First, ADC metrics depend on the imaging protocol itself. It is well known that the protocol is not constant, but has to be optimized for the specific scenario. For instance, if a dedicated examination of the upper abdomen is required, parameters will necessarily differ from our protocol. For instance, more b-values will be chosen in this case [14], whereas a dedicated breast MRI [15] or even a WB DWI protocol will require different settings [3].

Yet, even in the given WB imaging scenario, different protocols coexist. Accordingly, some research teams favour the use of high b-values for this purpose, and skip low values below 200 for WB MRI [13]. In this scenario, the ADC value is, again, likely to be different from our data.

Future investigations should assess to what degree differences between PPMs are present, if DWI protocols are altered. Special attention should be paid to the comparison of ADC values derived only from the high-b-value signal intensities.

Second, there is no single way to document the results of ROI measurement. As the latter sums up the ADC values of every pixel within the given ROI, many metrics can be used for this purpose. These include minimum-ADC, maximum-ADC or histogram analysis. However, in clinical practice, the mean ADC value within the ROI is typically used [15]. This is why we chose this approach.
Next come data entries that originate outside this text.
PR #2848, opened 2024-12-05
[#8443] a4-polls: adapt ui for textarea changes

hom3mad3:
UI fixes to adapt to https://github.com/liqd/adhocracy4/pull/1687


goapunk (approved):
LGTM, thanks. Could you add a commit which updates to the latest a4 so we have the changes from your a4 PR?

PR #2888, opened 2025-01-02
settings/base.py: enable new open poll feature by default

goapunk:
Enable the option to create open polls by default (I don't really see a reason not to allow it by default).

**Tasks**
- [ ] Changelog


goapunk:
I'll merge this so testing of the open poll can be resumed, if there's a good reason to not enable it by default we can have a follow up PR which sets it to False, it's good to document/have in the settings anyway

PR #2916, opened 2025-01-14
remove stylelint workaround

goapunk:
They already released a fixed version, so we don't need the workaround any more

**Tasks**
- [ ] Changelog


m4ra (approved):
Thanks!

PR #2933, opened 2025-02-13
[updates] specify python version

partizipation:
If a developer is using pyenv, a new `.python-version` file will force them onto the latest supported version. 

If not, they can now see in the README the supported version. Additionally, if they are on a non-supported version, when running `make install` an warning will be printed to the console.

@m4ra you mentioned `make clean` doesn't remove the venv directory when using pyenv, but it seems to be. Maybe this is no longer happening. If there are other issues with pyenv we could smooth out, maybe now would be a good time though, so let me know.


hom3mad3:
@arc64 this about the python version, btw

hom3mad3 (approved):
Nice!

.python-version
```diff
@@ -0,0 +1 @@
+3.11.6
```
m4ra, line 1: Personally I use pyenv for versions, and pyenv for virtualenv, so this file points to the name of my pyenv's virtualenv, e.g named `root` which is located in `.pyenv/versions/(venv)` and that's why cannot be deleted with the `make clean` command. I don't think this is inclusive enough approach.

m4ra (changes requested):
I would argue for writing a [project.toml](https://parottasalna.com/2025/02/12/learning-notes-71-pyproject-toml/) in the adhocracy-4 library and define the python version there, instead of constraining how developers should setup their virtualenv. Having a project.toml is also the standard fashion of publishing packages.

hom3mad3:
with a docker build this should also be fixed tbh 🙈

Issue #2171, opened 2022-12-21
Consistent tab behaviours


phillimorland:
**URL:** https://aplus-dev.liqd.net/teststadt/dashboard/organisations/projects/ https://aplus-dev.liqd.net/teststadt/projects/lorem/
**expected behaviour:** tabs nav have consistent behaviour 
**behaviour:** tabs in project can be navigated via arrow keys (best practice) but tabs in dashboard are navigated via tab key

PR #2937, opened 2025-03-27
Improve accessibility of dashboard tabs (issue #2171)

artyfakt:
I'm currently familiarizing myself with a4/a+ and thought I would try working on some open issues in the process. To start off, I had a stab at #2171.

- since dashboard tabs load new pages (instead of revealing some hidden content on the same page), I found that applying Bootstrap's built-in tab functionality doesn't work
- instead I added some javascript that can be loaded via the `extra_js` block in the django template
- the script ensures keyboard navigability in line with [ARIA recommendations for tabs with manual activation](https://www.w3.org/WAI/ARIA/apg/patterns/tabs/examples/tabs-manual/) (Press tab to enter the tablist, press directional keys to navigate the tablist, press enter to activate a tab)
- for the script to work, the tablist needs to have the class "dashboard-tabs" and the `role="tablist"`
- also each tab of the tablist needs to have the `role="tab"`

I'm happy to work more on this according to your feedback. Also, let me know if there are any other good first issues (preferably frontend-heavy).

**Tasks**
- [ ] Changelog

### DIFF
--- a/adhocracy-plus/templates/a4dashboard/base_dashboard.html
+++ b/adhocracy-plus/templates/a4dashboard/base_dashboard.html
@@ -52,19 +52,31 @@
             {% url 'a4dashboard:newsletter-create' organisation_slug=view.organisation.slug as newsletter_create %}
             {% url 'a4dashboard:organisation-settings' organisation_slug=view.organisation.slug as organisation_settings %}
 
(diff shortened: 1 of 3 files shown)


t-j-q:
Hello @artyfakt thank you for contributing! I'm sorry that we hadn't have time to get back to you- we are quite occupied currently. Maybe @shn-liqd or @partizipation could have a look? 

Best wishes from Berlin
Tietje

If the method of ROI analysis is changed, differences between the PPMs might also be altered. This is likely if a pixel-by-pixel comparison is performed between ADC metrics derived from various PPMs. As this approach is particularly capable of highlighting outlier values, it should be investigated in future studies.

Third, repeatability of DWI measurements is a limitation in itself. Thus, during serial measurements of a given pathology, ADC values will not be constant and will necessarily scatter. Even if all other ‘confounding factors’ – including the PPM itself – are set as constant, the repeatability ADC values will not be perfect. This effect has been reported by [11].

Certainly, such considerations limit the literal translation of our results into clinical practice. However, we did not aim to establish ‘the optimal PPM’. In fact, the aim of our study was to demonstrate that “PPM has an impact on ADC values”. Even if absolute differences between PPMs change due to altered study protocols, this key point will certainly hold true.

Conclusion

Post-processing of raw DWI data and calculation of the ADC is a delicate act and depends on the choice of the post-processing algorithms. We observed significantly different mean ADC values between all of the four algorithms tested, and demonstrated substantial intra-individual differences on a case-by-case basis, leading to a mean CV of 7.2 %. As the widespread clinical application of quantitative DWI is constantly increasing, MR radiologists should be aware of this phenomenon.